TASK DESCRIPTION ▸
Single out the lines of the material that contain "ubuntu" and copy them.
━━━
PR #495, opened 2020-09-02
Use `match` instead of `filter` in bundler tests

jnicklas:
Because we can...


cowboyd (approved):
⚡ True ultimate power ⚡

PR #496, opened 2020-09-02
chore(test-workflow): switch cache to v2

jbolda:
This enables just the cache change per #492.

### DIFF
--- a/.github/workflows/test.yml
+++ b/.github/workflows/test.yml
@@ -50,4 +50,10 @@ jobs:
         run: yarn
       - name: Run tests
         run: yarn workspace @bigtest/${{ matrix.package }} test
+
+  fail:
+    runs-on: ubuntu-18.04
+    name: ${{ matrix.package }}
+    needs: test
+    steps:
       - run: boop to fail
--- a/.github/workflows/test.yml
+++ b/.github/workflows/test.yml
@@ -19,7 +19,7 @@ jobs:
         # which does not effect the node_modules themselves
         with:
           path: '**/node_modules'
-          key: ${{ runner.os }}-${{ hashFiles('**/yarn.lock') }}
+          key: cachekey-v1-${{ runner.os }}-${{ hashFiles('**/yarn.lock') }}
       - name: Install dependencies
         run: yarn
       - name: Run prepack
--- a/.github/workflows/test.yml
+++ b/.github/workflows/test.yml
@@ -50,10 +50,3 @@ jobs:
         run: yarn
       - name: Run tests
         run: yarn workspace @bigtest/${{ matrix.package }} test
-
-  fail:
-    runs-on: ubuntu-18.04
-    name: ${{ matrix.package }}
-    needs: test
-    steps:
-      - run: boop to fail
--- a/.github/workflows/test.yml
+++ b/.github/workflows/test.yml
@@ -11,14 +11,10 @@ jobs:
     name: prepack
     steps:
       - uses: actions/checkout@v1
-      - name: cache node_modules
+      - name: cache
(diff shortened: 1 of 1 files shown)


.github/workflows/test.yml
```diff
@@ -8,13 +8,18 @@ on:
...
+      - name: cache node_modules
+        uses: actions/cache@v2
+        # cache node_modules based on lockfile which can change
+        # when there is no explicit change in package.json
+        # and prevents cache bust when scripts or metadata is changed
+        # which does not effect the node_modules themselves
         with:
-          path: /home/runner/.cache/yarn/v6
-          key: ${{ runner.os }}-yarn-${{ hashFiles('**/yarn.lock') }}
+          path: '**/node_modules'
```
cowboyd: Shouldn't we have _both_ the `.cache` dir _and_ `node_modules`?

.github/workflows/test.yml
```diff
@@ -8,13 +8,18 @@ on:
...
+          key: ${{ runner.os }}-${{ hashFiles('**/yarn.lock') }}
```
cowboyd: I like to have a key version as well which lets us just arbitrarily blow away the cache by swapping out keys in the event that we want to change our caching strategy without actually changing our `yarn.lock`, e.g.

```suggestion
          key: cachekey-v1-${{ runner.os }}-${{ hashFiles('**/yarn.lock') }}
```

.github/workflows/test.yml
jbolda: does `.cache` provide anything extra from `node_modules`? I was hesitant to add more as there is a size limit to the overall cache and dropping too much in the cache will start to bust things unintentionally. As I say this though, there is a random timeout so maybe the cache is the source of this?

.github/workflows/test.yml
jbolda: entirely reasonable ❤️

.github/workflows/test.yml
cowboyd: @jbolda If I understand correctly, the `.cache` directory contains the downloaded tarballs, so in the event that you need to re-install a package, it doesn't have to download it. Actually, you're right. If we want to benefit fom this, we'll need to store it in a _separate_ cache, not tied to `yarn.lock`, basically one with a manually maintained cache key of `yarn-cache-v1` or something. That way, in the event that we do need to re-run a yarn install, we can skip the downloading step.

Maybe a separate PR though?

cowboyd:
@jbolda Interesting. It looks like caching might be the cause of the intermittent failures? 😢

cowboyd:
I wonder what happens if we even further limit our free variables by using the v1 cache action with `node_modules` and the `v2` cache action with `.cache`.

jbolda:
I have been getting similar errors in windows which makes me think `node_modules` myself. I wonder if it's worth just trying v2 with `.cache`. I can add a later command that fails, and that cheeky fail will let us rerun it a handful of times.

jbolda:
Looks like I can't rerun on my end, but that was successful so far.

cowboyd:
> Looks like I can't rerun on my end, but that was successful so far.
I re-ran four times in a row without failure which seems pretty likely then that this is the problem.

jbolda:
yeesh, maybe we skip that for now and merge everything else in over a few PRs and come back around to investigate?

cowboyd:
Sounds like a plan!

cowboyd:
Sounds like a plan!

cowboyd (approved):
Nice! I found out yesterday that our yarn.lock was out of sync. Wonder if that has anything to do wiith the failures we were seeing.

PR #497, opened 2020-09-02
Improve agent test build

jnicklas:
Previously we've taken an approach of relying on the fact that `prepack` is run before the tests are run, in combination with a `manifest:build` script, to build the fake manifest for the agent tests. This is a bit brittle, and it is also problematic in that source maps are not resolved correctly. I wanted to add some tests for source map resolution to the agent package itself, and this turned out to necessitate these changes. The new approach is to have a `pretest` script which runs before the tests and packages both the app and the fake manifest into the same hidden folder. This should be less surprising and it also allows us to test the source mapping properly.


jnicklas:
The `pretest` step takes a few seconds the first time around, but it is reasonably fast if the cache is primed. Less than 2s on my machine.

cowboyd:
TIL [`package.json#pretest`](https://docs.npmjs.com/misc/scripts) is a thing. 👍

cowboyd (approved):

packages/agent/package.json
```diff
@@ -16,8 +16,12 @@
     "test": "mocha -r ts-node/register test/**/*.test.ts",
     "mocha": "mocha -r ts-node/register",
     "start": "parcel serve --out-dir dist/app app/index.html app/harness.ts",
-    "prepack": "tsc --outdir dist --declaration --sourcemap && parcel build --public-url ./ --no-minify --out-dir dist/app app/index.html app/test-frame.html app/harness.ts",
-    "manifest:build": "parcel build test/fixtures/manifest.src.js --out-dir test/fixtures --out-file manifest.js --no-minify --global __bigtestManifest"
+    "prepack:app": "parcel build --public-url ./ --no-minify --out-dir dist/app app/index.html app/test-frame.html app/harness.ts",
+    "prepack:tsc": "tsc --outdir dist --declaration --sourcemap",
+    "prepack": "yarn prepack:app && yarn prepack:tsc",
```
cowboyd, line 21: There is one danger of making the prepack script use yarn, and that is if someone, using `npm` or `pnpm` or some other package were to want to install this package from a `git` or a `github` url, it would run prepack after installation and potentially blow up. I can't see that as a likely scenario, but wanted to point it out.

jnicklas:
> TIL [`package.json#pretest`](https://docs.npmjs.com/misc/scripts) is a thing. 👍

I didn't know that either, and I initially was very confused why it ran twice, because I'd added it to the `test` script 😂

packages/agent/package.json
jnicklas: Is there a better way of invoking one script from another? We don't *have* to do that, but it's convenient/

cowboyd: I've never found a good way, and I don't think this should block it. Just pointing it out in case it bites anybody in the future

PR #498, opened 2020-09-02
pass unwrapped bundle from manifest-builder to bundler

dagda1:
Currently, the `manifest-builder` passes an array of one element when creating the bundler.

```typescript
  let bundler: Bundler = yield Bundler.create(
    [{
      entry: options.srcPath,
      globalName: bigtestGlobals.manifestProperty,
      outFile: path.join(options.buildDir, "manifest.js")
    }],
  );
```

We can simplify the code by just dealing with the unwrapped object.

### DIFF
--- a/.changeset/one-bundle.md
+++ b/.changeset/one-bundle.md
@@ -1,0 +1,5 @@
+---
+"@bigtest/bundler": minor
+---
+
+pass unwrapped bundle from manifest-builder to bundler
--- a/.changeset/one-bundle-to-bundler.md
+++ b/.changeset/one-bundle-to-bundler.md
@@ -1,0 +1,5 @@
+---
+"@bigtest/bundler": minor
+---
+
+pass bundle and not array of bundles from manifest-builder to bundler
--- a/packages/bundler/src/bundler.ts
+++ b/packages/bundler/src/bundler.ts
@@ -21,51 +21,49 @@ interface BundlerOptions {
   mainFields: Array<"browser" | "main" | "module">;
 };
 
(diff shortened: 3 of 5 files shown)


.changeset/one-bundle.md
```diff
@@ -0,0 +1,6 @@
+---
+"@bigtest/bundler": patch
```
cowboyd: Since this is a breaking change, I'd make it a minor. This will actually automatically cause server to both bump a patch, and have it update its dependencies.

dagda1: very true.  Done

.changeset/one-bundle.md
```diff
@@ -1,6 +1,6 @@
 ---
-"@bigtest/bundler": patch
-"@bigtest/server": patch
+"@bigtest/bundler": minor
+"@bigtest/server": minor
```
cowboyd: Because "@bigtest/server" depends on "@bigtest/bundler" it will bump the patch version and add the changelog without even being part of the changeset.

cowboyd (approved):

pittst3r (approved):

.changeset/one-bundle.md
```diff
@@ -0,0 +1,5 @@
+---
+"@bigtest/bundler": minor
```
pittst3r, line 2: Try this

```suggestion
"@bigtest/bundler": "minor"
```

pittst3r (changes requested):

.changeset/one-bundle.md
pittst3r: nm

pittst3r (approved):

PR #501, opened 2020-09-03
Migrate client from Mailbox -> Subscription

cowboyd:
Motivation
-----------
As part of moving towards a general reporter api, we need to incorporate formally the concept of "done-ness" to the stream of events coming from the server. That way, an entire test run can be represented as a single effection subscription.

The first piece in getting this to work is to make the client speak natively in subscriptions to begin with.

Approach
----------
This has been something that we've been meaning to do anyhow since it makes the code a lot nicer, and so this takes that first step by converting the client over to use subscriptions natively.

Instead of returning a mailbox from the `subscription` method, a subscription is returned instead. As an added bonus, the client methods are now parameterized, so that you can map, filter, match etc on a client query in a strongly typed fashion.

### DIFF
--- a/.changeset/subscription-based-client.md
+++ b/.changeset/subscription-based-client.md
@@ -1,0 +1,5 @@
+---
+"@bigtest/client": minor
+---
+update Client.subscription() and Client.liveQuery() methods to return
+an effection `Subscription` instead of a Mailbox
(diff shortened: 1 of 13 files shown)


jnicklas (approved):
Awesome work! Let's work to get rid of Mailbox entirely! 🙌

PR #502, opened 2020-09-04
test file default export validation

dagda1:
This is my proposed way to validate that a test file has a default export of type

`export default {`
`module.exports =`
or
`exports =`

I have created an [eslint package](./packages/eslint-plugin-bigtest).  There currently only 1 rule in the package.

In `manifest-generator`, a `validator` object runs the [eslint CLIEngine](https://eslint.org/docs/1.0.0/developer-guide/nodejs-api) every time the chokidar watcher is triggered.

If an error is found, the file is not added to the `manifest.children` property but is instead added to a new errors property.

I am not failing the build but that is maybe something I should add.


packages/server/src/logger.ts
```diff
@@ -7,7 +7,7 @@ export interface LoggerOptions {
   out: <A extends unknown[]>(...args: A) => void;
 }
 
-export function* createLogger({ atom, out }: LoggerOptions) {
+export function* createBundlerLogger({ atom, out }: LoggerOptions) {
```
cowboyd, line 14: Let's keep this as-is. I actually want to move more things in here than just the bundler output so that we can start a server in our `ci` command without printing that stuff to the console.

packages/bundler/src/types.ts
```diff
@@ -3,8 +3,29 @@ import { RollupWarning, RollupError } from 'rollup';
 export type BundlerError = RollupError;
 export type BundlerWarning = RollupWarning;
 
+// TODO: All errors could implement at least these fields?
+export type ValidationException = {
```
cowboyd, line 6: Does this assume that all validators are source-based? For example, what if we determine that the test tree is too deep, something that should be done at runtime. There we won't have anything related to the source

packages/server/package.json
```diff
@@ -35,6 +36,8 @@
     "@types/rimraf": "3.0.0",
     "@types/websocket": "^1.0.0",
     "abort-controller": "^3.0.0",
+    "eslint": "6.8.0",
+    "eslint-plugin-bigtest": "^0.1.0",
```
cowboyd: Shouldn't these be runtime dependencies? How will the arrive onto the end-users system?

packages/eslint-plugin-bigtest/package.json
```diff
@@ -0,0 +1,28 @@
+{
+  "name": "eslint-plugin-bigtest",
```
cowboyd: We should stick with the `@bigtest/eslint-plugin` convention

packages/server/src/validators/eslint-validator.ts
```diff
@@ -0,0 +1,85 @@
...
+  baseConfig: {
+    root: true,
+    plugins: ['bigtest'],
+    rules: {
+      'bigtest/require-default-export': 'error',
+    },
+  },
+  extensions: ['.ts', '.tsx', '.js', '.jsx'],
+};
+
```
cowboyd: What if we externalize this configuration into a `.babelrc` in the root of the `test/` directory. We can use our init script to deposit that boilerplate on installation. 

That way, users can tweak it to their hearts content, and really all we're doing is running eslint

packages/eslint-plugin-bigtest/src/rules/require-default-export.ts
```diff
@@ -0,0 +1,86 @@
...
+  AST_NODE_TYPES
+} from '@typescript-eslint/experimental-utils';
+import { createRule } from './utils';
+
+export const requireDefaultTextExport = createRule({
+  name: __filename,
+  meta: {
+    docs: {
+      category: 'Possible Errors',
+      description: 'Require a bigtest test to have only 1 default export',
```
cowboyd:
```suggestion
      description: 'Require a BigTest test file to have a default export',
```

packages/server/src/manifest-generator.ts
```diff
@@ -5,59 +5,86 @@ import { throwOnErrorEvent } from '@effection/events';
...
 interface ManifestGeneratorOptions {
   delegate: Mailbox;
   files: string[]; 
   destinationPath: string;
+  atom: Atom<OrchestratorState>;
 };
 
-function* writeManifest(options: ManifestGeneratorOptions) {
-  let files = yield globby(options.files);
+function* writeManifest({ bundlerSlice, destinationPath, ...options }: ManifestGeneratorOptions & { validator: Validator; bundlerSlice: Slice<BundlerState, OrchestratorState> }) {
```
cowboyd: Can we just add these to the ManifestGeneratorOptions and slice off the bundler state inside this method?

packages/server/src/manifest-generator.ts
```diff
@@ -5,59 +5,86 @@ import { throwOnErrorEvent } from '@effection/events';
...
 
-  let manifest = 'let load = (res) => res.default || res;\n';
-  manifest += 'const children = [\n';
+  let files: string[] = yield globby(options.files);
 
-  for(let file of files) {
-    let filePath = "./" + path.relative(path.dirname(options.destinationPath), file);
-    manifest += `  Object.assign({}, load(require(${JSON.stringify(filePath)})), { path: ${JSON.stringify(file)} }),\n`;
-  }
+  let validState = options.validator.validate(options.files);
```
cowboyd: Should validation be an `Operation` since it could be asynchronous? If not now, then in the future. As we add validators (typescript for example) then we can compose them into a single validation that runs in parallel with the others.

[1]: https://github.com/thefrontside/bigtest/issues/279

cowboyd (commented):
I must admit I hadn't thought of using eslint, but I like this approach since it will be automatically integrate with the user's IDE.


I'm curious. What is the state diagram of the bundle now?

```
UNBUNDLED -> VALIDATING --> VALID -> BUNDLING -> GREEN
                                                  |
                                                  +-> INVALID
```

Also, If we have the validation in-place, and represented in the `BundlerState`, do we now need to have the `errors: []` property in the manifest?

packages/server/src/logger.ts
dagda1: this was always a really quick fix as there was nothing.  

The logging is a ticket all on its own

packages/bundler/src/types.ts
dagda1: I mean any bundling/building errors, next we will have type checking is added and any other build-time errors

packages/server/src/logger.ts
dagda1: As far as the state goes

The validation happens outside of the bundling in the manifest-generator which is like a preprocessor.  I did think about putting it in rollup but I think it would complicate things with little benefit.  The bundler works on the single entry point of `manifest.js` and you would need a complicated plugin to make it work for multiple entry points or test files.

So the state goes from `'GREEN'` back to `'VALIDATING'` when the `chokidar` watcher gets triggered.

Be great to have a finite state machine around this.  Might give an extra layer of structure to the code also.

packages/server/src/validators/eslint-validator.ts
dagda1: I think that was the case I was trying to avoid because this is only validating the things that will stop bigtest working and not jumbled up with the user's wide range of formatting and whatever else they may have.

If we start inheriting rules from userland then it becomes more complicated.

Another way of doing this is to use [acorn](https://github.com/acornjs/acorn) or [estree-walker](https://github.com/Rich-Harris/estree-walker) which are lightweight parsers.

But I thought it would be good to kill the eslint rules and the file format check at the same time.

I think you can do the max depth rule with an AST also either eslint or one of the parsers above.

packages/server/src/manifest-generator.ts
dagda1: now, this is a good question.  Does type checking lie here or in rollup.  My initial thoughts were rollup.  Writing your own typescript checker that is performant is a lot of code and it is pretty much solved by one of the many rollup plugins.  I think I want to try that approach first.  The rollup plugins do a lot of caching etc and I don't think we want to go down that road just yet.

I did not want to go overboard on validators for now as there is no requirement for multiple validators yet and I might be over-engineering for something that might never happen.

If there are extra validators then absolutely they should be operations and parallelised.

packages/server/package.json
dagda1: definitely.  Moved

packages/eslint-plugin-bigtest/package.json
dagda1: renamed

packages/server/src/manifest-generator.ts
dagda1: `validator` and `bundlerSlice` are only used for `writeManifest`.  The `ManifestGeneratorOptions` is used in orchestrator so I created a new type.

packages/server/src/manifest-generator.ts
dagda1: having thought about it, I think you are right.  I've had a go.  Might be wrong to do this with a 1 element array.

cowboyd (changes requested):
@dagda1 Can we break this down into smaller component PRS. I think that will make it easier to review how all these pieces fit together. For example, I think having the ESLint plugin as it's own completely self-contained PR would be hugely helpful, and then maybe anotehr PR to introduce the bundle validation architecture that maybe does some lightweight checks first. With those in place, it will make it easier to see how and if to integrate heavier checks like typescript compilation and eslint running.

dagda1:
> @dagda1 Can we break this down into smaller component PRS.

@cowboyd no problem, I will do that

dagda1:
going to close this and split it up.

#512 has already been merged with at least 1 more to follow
━━━
COMPLETED TASK ▸
+    runs-on: ubuntu-18.04
-    runs-on: ubuntu-18.04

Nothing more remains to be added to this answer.